Description of the task:
Would you reproduce, word for word, only the lines from the one with "Feature request: JPEG decoding" to the end of the listing below?

##########

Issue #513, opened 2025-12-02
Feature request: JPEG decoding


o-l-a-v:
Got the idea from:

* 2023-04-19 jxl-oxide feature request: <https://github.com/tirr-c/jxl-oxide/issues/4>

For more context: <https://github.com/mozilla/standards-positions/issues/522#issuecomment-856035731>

##########

Result:
Feature request: JPEG decoding


o-l-a-v:
Got the idea from:

* 2023-04-19 jxl-oxide feature request: <https://github.com/tirr-c/jxl-oxide/issues/4>

For more context: <https://github.com/mozilla/standards-positions/issues/522#issuecomment-856035731>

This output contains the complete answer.